Task item:
In the records that follow, show each line where the word "targeted" is present.

Task inputs:

PR #398, opened 2022-05-03
feat(gam): targeting for tags and authors

### LINKED ISSUE #395: Add additional options to targeting
In #78 we added targeting for categories and different post types. It would be great if we could add tags and authors to the default keyvals as well.

miguelpeixe:
Add targeting support for tags and authors over GAM.

Closes #395 

### How to test this PR

1. Check out this branch and visit a post with multiple tags using the `?googfc` parameter
2. Make sure you have Co-Author Plus **disabled**, Inspect the targeting options, and observe the author and tags targeted
3. Enable Co-Author Plus, add a co-author to the post and confirm using the inspector that the authors' slugs are targeted

### DIFF
--- a/includes/providers/gam/class-gam-model.php
+++ b/includes/providers/gam/class-gam-model.php
@@ -816,6 +816,27 @@ final class GAM_Model {
 				$targeting['category'] = array_map( 'sanitize_text_field', $categories );
 			}
 
+			// Add tags slugs to targeting.
+			$tags = wp_get_post_tags( get_the_ID(), [ 'fields' => 'slugs' ] );
+			if ( ! empty( $tags ) ) {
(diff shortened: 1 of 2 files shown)


yogeshbeniwal:
@miguelpeixe Quick note to also include scenario where tag base is changed using Permalink Settings.

miguelpeixe:
Do you mean the target `key` name for tags should follow the permalink base? I don't think it's the case. The key refers to the taxonomy name, which is not internally altered by defining a different permalink base.

yogeshbeniwal:
> The key refers to the taxonomy name, which is not internally altered by defining a different permalink base.

Thank you for clarification.

dkoo (approved):
Works with tags, authors, and guest authors. 👍

PR #399, opened 2022-05-04
fix(customizer): enqueue lodash dependency

miguelpeixe:
Lodash is not compiled to the final script so it must be enqueued as a dependency of the `customizer-control.js` script.

### How to test

Since the introduction of the block-based widget editor, lodash is enqueued by default to the customizer. To test this PR you must disable it by installing the [Classic Widgets](https://wordpress.org/plugins/classic-widgets/) plugin.

On the release branch, visit the customizer and confirm the `undefined` lodash error. Check out this branch, refresh and confirm the error is gone and you are able to edit and save Ad Placements.


dkoo (approved):
Fixes the issue!

PR #4291, opened 2023-04-14
Verify the results properly in the Object Detector Python Tasks API's tests

kinaryml:
Ensures tests for the Object Detector Python API to be in line with that of the [Java API](https://github.com/google/mediapipe/blob/89e6b824aefa019154caef829f876f2ba7fbc446/mediapipe/tasks/javatests/com/google/mediapipe/tasks/vision/objectdetector/ObjectDetectorTest.java#L56)

### DIFF
--- a/mediapipe/tasks/python/test/vision/object_detector_test.py
+++ b/mediapipe/tasks/python/test/vision/object_detector_test.py
@@ -113,6 +113,8 @@ _EXPECTED_DETECTION_RESULT = _DetectionResult(
         ),
     ]
 )
+_SCORE_DIFF_TOLERANCE = 1e-6
+_PIXEL_DIFF_TOLERANCE = 5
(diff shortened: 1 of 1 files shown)


mediapipe/tasks/python/test/vision/object_detector_test.py
```diff
@@ -136,6 +138,32 @@ def setUp(self):
         os.path.join(_TEST_DATA_DIR, _MODEL_FILE)
     )
 
+  def _assert_approximately_equals_bounding_box(self, bbox, expected_bbox):
+    self.assertEqual(bbox.width, expected_bbox.width)
+    self.assertEqual(bbox.height, expected_bbox.height)
```
kinaryml, line 143: Not sure if we need to account for any numerical instability errors in width and height here too. PTAL.

PR #4355, opened 2023-04-27
Added Building of iOS OpenCV XCFramework from sources to support M1 Macs

priankakariatyml:


third_party/opencv_ios_source.bzl
```diff
@@ -0,0 +1,150 @@
...
+    for (symlink_output, binary_file) in binaries_to_symlink:
+        ctx.actions.symlink(output = symlink_output, target_file = binary_file)
+        binary_symlink_files.append(symlink_output)
+    
+    # Return all the declared output files and symlinks as the output of this
+    # rule.
+    return [ DefaultInfo(files=depset(output_files + binary_symlink_files)) ]
+
+
+# This rule unzips an `opencv2.xcframework.zip` created by a genrule that
```
priankakariatyml, line 137: @schmidt-sebastian We can write custom rules which output directories. But `apple_static_xcframework_import` cannot consume directories. It can only take a list of files. Hence we must declare a full list of all files expected to be in opencv2.xcframework in this custom rule which will provide the headers to `apple_static_xcframework_import`. So hardcoding them cannot be avoided. Since we are fixing opencv at 4.5.1, this won't cause any problems.

schmidt-sebastian (approved):

priankakariatyml:
@schmidt-sebastian On M1, you may have to double check if your cmake version is 3.24.0. You'll get an error if you try to build the xcframework using any version higher than this. Linking the open issue in the opencv repo [here](https://github.com/opencv/opencv/issues/23156#issuecomment-1407375176). Not sure about Intel Mac though.

PR #4372, opened 2023-05-04
Updated iOS Image Classifier Async Callbacks to Use Delegates

priankakariatyml:
1. Updated iOS image classifier asynchronous callbacks to use delegates instead of completion blocks.
2. Added validation of packet type in MPPClassificationResult+Helpers


priankakariatyml:
Raised a PR for changing pattern of iOS image classifier async callbacks. Please see my comment [here](https://github.com/google/mediapipe/pull/4373#issuecomment-1535063344).

schmidt-sebastian (approved):

PR #4380, opened 2023-05-05
Bug Fixes in Building Opencv xcframework from Source for Cocoapods

priankakariatyml:
1. Updated podspec template  to fix MPPTasksCommon dependencies of vision and text pods to a certain version  version.
2. Updated opencv version to 4.5.3 which adds support for disabling swift
3. Updated conditional opencv xcframework dependencies in various targets


mediapipe/tasks/ios/build_ios_framework.sh
```diff
@@ -110,21 +98,24 @@ function build_ios_frameworks_and_libraries {
   # the order of a few MBs.
 
   # Build Task Library xcframework.
-  local FRAMEWORK_CQUERY_COMMAND="-c opt --apple_generate_dsym=false ${FULL_FRAMEWORK_TARGET}"
-  IOS_FRAMEWORK_PATH="$(build_target "${FRAMEWORK_CQUERY_COMMAND}")"
+  local FRAMEWORK_CQUERY_COMMAND="-c opt --apple_generate_dsym=false --define OPENCV=source ${FULL_FRAMEWORK_TARGET}"
```
priankakariatyml, line 101: The previous method of using a function to build and get the path to the output was returning the wrong path in the very first run after a bazel clean. It worked fine in subsequent runs.
Modified the logic to fix this issue.

mediapipe/tasks/ios/vision/core/BUILD
```diff
@@ -61,11 +61,5 @@ objc_library(
...
         "//third_party/apple_frameworks:UIKit",
         "@com_google_absl//absl/status:statusor",
-        "@ios_opencv//:OpencvFramework",
-    ] + select({
-        "@//third_party:opencv_ios_sim_arm64_source_build": ["@ios_opencv_source//:opencv_xcframework"],
-        "@//third_party:opencv_ios_sim_fat_source_build": ["@ios_opencv_source//:opencv_xcframework"],
-        "@//third_party:opencv_ios_arm64_source_build": ["@ios_opencv_source//:opencv_xcframework"],
-        "//conditions:default": [],
-    }),
+    ],
```
priankakariatyml, line 64: Opencv framework must be conditionally selected in framework and test targets. Linking them here caused some select config mismatches. It is also a better practice to link it to the end products since vision task runner target does not need opencv framework to build.

mediapipe/tasks/ios/MediaPipeTasksText.podspec.template
```diff
@@ -12,7 +12,7 @@ Pod::Spec.new do |s|
 
   s.module_name = 'MediaPipeTasksText'
   s.static_framework = true
-  s.dependency 'MediaPipeTasksCommon'
+  s.dependency 'MediaPipeTasksCommon', '${MPP_TASKS_COMMON_VERSION}'
```
priankakariatyml, line 15: Fixing `MPPTasksCommon` to a particular version. In case of changes in `MediaPipeTasksCommon in future versions, this will prevent any issues when installing older versions of text and vision pods.

priankakariatyml:
@schmidt-sebastian Raised a PR for fixing some issues in the Cocoapods archive building pipeline. This will make the pipeline build and link the right architectures.

schmidt-sebastian (approved):

mediapipe/tasks/ios/vision/core/BUILD
priankakariatyml, line 64: @schmidt-sebastian This line of change somehow got reversed when the PR was imported. 
This is important for the vision pod to pass CocoaPods validation. I have raised a new PR which incorporates this.
https://github.com/google/mediapipe/pull/4386

PR #4464, opened 2023-05-25
Updated iOS Gesture Recogniser Result Utils

priankakariatyml:
1. Added iOS Gesture Recogniser Implementation.
2. Updated vision tasks to call new methods from vision task runner to create normalised rect.


mediapipe/tasks/ios/vision/gesture_recognizer/sources/MPPGestureRecognizer.mm
```diff
@@ -0,0 +1,273 @@
...
+                                   handednessPacket:outputPacketMap[kHandednessOutStreamName
+                                                                        .cppString]
+                                handLandmarksPacket:outputPacketMap[kLandmarksOutStreamName
+                                                                        .cppString]
+                               worldLandmarksPacket:outputPacketMap[kWorldLandmarksOutStreamName
+                                                                        .cppString]];
+}
+
+- (void)processLiveStreamResult:(absl::StatusOr<PacketMap>)liveStreamResult {
+  MPPGestureRecognizer *__weak weakSelf = self;
```
priankakariatyml, line 82: @schmidt-sebastian  We need to make a small change in the face detector.  
https://github.com/google/mediapipe/blob/master/mediapipe/tasks/ios/vision/face_detector/sources/MPPFaceDetector.mm#L223
All references to `self` inside the `processLiveStreamResult` should also be declared as `weak` not just the `self` which calls the method. Because the callback and the delegate queue will capture any reference to `self ` strongly. If not it will lead to retain cycles.
I can make this update to the face detector while getting this updated for the older vision tasks.

schmidt-sebastian: The reviewer for the FaceDetector CL suggested to use strong references as this callback is short-lived.

priankakariatyml: The callback is not short lived in memory because we pass it into the C++ task runner which stores the packets callback as an instance variable. (https://github.com/priankakariatyml/mediapipe/blob/master/mediapipe/tasks/cc/core/task_runner.h#L135).
So the packets callback and in turn the strongly referenced face detector (`self`)  will not be destroyed until the C++ task runner is destroyed. 
The face detector also has a strong reference to the C++ task runner, which will prevent the task runner from being destroyed while the detector is alive. 
This causes a retain cycle where the face detector and the C++ task runner prevent each other from being deallocated even if the user releases all strong references they have to the face detector.

Due to this, if I create` local image classifiers` in live stream mode within an infinite loop, say in like iOS's camera callbacks, I will quickly run out of memory. I tested this some time back on a device and fixed my implementation using weak references.  This was an edge case.
In reality when we create one global face detector or couple of local instances we won't run out of memory. But even in this case, the detector will never be deallocated which shouldn't happen ideally.

I will test this again to be absolutely sure. Once that is done, I will write an explanation you can take to the reviewer.

schmidt-sebastian: I will check but I think that is okay, especially since we are passing a reference to the task to the user via the delegate. So the task itself cannot be deallocated before the callback finishes running (IMHO).

schmidt-sebastian (approved):

mediapipe/tasks/ios/vision/gesture_recognizer/sources/MPPGestureRecognizer.mm
priankakariatyml: Thanks. I agree. It makes sense to retain `self`.

The only problem I see is when the user explicitly sets the global task to `nil` while the operation runs and expects it to get deallocated. With `weakSelf`, that would not happen. 

I am okay with either outcome. 

FYI, the reviewer who reviewed completion blocks did state this as one of the concerns.
So just double checking, because over here our framework itself is accessing `self` in a block which may run for some time.

schmidt-sebastian:
```
IMHO delegate calls can be considered short-lived -- the strong reference is going to exist for the life of that block, and the dispatch queue will release the block once it's finished executing.
```

We can continue to use strong references as per this.

PR #4465, opened 2023-05-25
Added utils for parsing protos from text files for iOS tests.

priankakariatyml:


schmidt-sebastian (approved):

khanhlvg:
@priankakariatyml @schmidt-sebastian  Shall we have a unit test here?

Completed task:
2. Make sure you have Co-Author Plus **disabled**, Inspect the targeting options, and observe the author and tags targeted
3. Enable Co-Author Plus, add a co-author to the post and confirm using the inspector that the authors' slugs are targeted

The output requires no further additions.